While this approach may make sense to some, the lack of leverage resulting from one-party negotiations belies these assumptions. In a non-competitive environment, a potential buyer is under no pressure to move quickly, will often string along the business owner without making a serious proposal, and offer a significantly lower bid with less favorable terms than would be achieved in a competitive process. A carefully controlled M&A auction process maximizes valuation, helps ensure optimal terms, and extends the leverage of the seller by maintaining multiple competing bidders until a winning bid and exclusive party is accepted.

4.            Pound Foolishness – Good Counsel Goes a Long Way

Saving pennies at the expense of pounds by neglecting to engage professional advisors in a business transaction process is one of the most costly mistakes made by exiting business owners. The services of CPAs, business attorneys, and financial advisors with M&A experience helps maximize transaction value by assisting in all phases of the process. These advisors will typically cover their fees many times over by advising business owners on the following transaction issues:


  • Prepares proper financial statements for M&A audience

  • Ensures correct adjustments are made to show the true cash flow producing capabilities of the privately held enterprise

  • Minimizes tax exposure to exiting shareholders by advising on tax treatment of the proceeds 

Business Attorney

  • Drafts asset or stock purchase agreement documents

  • Protects exiting business owners from financial liability associated with future performance of the business

  • Negotiates all final details of legal documents on behalf of the client

Investment Banker

  • Identifies potential interested parties consisting of:

    • Financial investors with stated industry interest or current related investments, or

    • Similar businesses with competitive or regional strategic interests

  • Prepares all marketing materials used in conveying the strengths of the business to interested parties

  • Coordinates confidential competitive process and minimizes distraction from business owner and management team

  • Advises through negotiation process over valuation and terms

5.            Insufficient Delegation – Impact of Under-developed Management Teams

Many business owners have a difficult time delegating power and authority. The combination of a protective concern for the business and a history of performing virtually every role within the company makes it difficult to entrust higher-responsibility duties to executive management teams. Though there is undoubtedly risk associated with assigning key roles to managers with less intrinsically aligned interests, the risk of a valuable enterprise relying too heavily on one individual is even greater. 

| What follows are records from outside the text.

PR #1115, opened 2026-07-07
DAH-2356: Lium PEARL GPU power cap (70%, min-clamped) — apply, validator exemption, pre-cap restore (executor)

taiberium:
## DAH-2356 — Executor half: apply the 80% GPU power cap, keep the node validatable & rentable, restore pre-cap on stop

**Draft.** Pairs with backend Datura-ai/lium-io-backend#742 (computes per-GPU watts, sends `gpu_power_limits`). Mechanism proven live on staging by PoC #1120 and independently re-verified on the real A4000 host (`149.36.1.151`): set 140→127→140 W from the privileged executor container; a non-privileged renter got `Insufficient Permissions`.

### Three parts

**1. Apply the cap (host-side).** `services/gpu_power_limit.py`: on FILLER create, query each GPU's live `[current, min, max, default]`, clamp the backend target into `[min, max]`, and `nvidia-smi -pl` it. Best-effort (logs, never raises; 30s timeout per call so a hung driver can't stall deploy).

**2. Validator keeps the node valid & rentable (the key change).** At 80% the cap trips `GpuPowerLimitCheck` (zeroes score below 0.90 while unrented). The check now **skips the penalty when the node runs a Lium-owned default job** — `rented_data.get_default_job_owner(executor) == "lium"` (new `DEFAULT_JOB_OWNER_LIUM` const, new `GPU_POWER_LIMIT_SKIPPED_LIUM_FILLER` reason). Same active-filler-skip pattern as `capability`/`verifyx`. Scoped to `owner == "lium"` **only** — a miner's own default job gets no pass, so providers can't underpower behind a miner job. The node keeps score → stays rentable; when a renter arrives the filler yields, power is restored, and the check applies normally again.

**3. Restore the pre-cap limit on stop (not stock default).** On apply we record each GPU's current (pre-cap) watts in validator Redis keyed by `pod_id`; on delete we set exactly those back and clear the key. **No-op when nothing was stored**, so fillers we never capped (miner default jobs) are left untouched — also fixes the earlier reset-overreach.

### Tests
```
pytest tests/test_gpu_power_limit.py tests/test_gpu_power_limit_check.py   # 21 new/updated
pytest   # full validator suite: 945 passed, 8 skipped
```
Golden wire-snapshot regenerated for the new `gpu_power_limits` field.

### Known edge (follow-up)
If the validator restarts between a PEARL filler's create and delete, the Redis restore key is lost → that filler's GPUs stay at 80% until a reconciliation sweep ("unrented + no Lium filler ⇒ default"). Not included here.


taiberium:
Mechanism proven live on staging by @colleague's PoC #1120 (2026-07-07): the validator's asyncssh session into the **privileged** executor container (`pid: host`, `NVIDIA_DRIVER_CAPABILITIES=all`) has full NVML admin, `nvidia-smi -pl` applies driver-wide, and renter pods (not privileged) can't undo it. This PR is the productionized form the PoC's 'real implementation' notes recommend: backend sends per-GPU-UUID watts in ContainerCreateRequest, validator applies + clamps, stateless restore reads `power.default_limit` on delete. Adopted the PoC's `timeout=30` on every nvidia-smi call.

arhangel66 (changes requested):
Using `Redis` to save the miner-side power limit is an interesting and working solution. However, I do not see any protection against failure cases. What happens if `delete_container` fails, the SSH connection breaks, or another exception occurs?

It seems we could end up with a situation where a reduced power limit gets **stuck indefinitely**, and we would then exclude the executor because of the low `PL`.

To make this robust, I propose we establish a few invariants and add two safety nets.

### Proposed invariants for the `Redis` state

* When changing the power limit, save the original `PL` to `Redis` using `gpu_uuid` as the key, not `pod_id`.
* The saved value must be frozen: never updated, only deleted — and only after the original limit has been successfully restored.

### Proposed safety nets

1. **In the validator**, when validating the `PL`: if the `lium job` has not started AND we have a record in `Redis`, it is an exception case. Restore the limit there, before the check.
2. **In the validator connector**, before container creation: if a record exists in `Redis` for this `gpu_uuid`, it is an expected case, and we should restore the limit before creating the container for the customer.

With these two safety nets, we can guarantee that we will never face penalties due to reduced `PL`, and never have reduced `PL` for customer containers.

### Logging

Every `PL` change should be strictly logged: `executor_uuid`, `gpu_uuid`, `PL` before, `PL` after, status of change.

taiberium:
Tested the whole flow on a real H100 executor. The chain is down (DAH-2397), so the miner leg was stubbed; everything else is the real code path. The cap goes 350W -> 217W on create, holds while the filler runs, and returns to 350W on delete. The watts came from a local run of the real backend (Datura-ai/lium-io-backend#742), not hand-picked.

Found a real bug along the way: with persistence mode off, nvidia-smi -pl exits 0 but the limit quietly reverts once the GPU goes idle. Fixed in 0ed664ca: each set now enables -pm 1 first and reads the limit back to confirm it stuck.

I also ran the safety nets live: a failed cap refuses to start the filler, a customer container clears a leftover cap before starting, and the check restores an orphaned cap after 30 min while still zeroing a below-floor GPU with no record. 1036 unit tests pass.

arhangel66 (approved):
Hey @taiberium, this is a risky change, so let's walk through a few edge cases before shipping:

1. **What is our recovery plan if the validator's Redis state is lost?** The physical cap is made durable on the miner via `-pm 1`, but the original limit is only stored in a Redis record. If these diverge, the miner's cap gets stuck. Could you confirm with Muhammed/Pixel how we ensure these Redis keys aren't lost? Specifically:
   - Is persistence (`RDB`/`AOF`) enabled, or is it a pure cache?
   - What is the `maxmemory-policy`? Any `*-lru` or `*-random` eviction policy could drop our keys under memory pressure.
   - Do the keys survive a validator redeploy?

2. **What happens if Redis is unreachable during a check?** While the filler is alive (backend reports `owner="lium"`), the check skips before touching Redis, so that path is safe. But for an orphaned cap (owner is no longer `lium`), the rescue path reads from Redis — a read error makes the code skip the record, treating the below-floor GPU as a miner violation and penalizing an innocent miner. **Should a Redis read error cause us to penalize?** That's a fail-closed choice; I'd like to confirm we're aligned on it rather than failing open (skipping the check) on a transient error.

3. **Don't forget to announce this change to miners.** As we are going to reactivate `PEARL` and will change their PL.

4. **The power-limit skip seems too broad.** The validator skips the power limit check for any `owner="lium"` job, but the cap is only applied to `PEARL`. So, miners can manually reduse PL for dolphin and we will not penalize it.
It's low-level, but I think will be needed to adj later.

taiberium:
Checked the Redis image we ship (daturaai/redis:7.4.2): appendonly is on, data sits on the redis_data volume, no maxmemory so nothing gets evicted. Keys survive restarts and redeploys. What it doesn't survive is a volume wipe or host move. For that case every cap logs the pre-cap watts to Loki, and a miner reboot resets the limit anyway.

On Redis being unreachable: you read it right, and penalizing on our own outage was wrong. Fixed in 3d92f8c7. A failed read now passes the check with GPU_POWER_LIMIT_STATE_UNAVAILABLE and retries next cycle. A clean read with no record still penalizes. Same commit adds a net at rental start: any GPU below 90% of default gets raised back to default straight from nvidia-smi, so a customer never inherits a cap even with Redis gone.

Announcement: agreed, we'll post it before reactivating PEARL.

Skip scope: agreed, taking it as a follow-up. The exemption should only cover GPUs that carry our cap record.

taiberium:
Superseded by #1136 — same tree, flattened to one linear commit because the repo only allows rebase-merge and this branch's merge commit from main can't be rebased. All review points addressed here carry over; staging evidence is in the comments above.

PR #1116, opened 2026-07-07
DAH-2360: retry connection-level errors in BackendClient + bounded keep-alive

arhangel66:
## Problem

Validator's `RentalVerificationCheck` intermittently fails with `RENTAL_CHECK_API_ERROR` ("API returned None") even though the backend is healthy: ~129 events per 6h across 27+ distinct executors on prod (2026-07-07), clustered at validation-wave boundaries.

Root cause: `BackendClient` holds a long-lived aiohttp session with a default keep-alive pool. When the backend/ingress closes a pooled connection, the validator's next write on it fails with `[Errno 32] Broken pipe` → `post()` returns `None` → the check fails the executor. Backend logs confirm the request never reached the app.

Notion: DAH-2360

## Fix

- Retry loop (2 retries, exponential backoff 1s → 5s) in `BackendClient.get()`/`post()` for connection-level errors only: `ServerDisconnectedError`, `ClientConnectorError`, `ClientOSError`. The short first pause heals stale-connection EPIPE instantly; the longer second one rides out a restarting backend pod. Timeouts and 5xx are deliberately NOT retried — by then the request may have reached the backend and run a long server-side operation twice.
- `TCPConnector(keepalive_timeout=30)` so stale pooled connections are dropped before the server closes them.
- Each retry logs a distinct `GET/POST connection error, retrying` warning for post-deploy measurement.

## Tests

- retry on `ClientOSError` (broken pipe) and `ServerDisconnectedError` succeeds on 2nd attempt
- returns `None` after retry budget exhausted (call count + backoff sequence asserted)
- timeout and generic `ClientError` are NOT retried (single call asserted)
- session keepalive bound asserted

`pdm run pytest tests/` in `neurons/validators`: 926 passed, 8 skipped (9 pre-existing greenlet env errors in `test_port_mapping_dao.py`, present on clean main).

### DIFF
--- a/neurons/validators/src/clients/backend_client.py
+++ b/neurons/validators/src/clients/backend_client.py
@@ -32,6 +32,20 @@ class BackendClient:
     _session: ClassVar[aiohttp.ClientSession | None] = None
     _session_lock: ClassVar[asyncio.Lock] = asyncio.Lock()
 
+    # DAH-2360: writing to a stale pooled keep-alive connection fails with
+    # EPIPE before the request reaches the backend, so these errors are safe
+    # to retry even for non-idempotent POSTs. Timeouts and 5xx are NOT retried:
+    # by then the request may have reached the backend and run server-side.
+    CONNECTION_ERRORS: ClassVar[tuple[type[Exception], ...]] = (
+        aiohttp.ServerDisconnectedError,
+        aiohttp.ClientConnectorError,
+        aiohttp.ClientOSError,
+    )
+    CONNECTION_RETRY_ATTEMPTS: ClassVar[int] = 2
+    CONNECTION_RETRY_BACKOFF_SECONDS: ClassVar[float] = 0.5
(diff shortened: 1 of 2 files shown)


neurons/validators/src/clients/backend_client.py
```diff
@@ -138,62 +110,102 @@ async def post(
...
+                            return None
+
+                        try:
+                            return response_model.model_validate(data)
+                        except ValidationError as e:
+                            logger.error(
+                                _m("Validation failed", extra=get_extra_info({**context, "error": str(e)}))
+                            )
+                            return None
+                except self.CONNECTION_ERRORS as e:
```
taiberium, line 185: **NIT:** connection error while reading the body retries this non-idempotent POST server-side. Scope the retry to the send phase.

taiberium (approved):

Aside from the risk to the business in the event of a sudden loss of its key man or woman, the current valuation is also affected by failing to develop competent successive management teams.  Buyers recognize that even if the previous owner has a stated intent to remain with the company post-transaction, his or her incentives are not as aligned with the overall business as they once were. Business owners considering a sale in the near future should begin by asking themselves, ‘how capable is my current management team of running the business in my absence?’

Managing the day-to-day operations of a business is burdensome enough and often makes the task of exit planning seem overwhelming. Working with advisors to identify the available exit options and the likely market valuation is a great place for an owner to start crafting his or her exit plan. In addition, avoiding these costly mistakes will place many business owners ahead of the competition when executing on his or her exit strategy.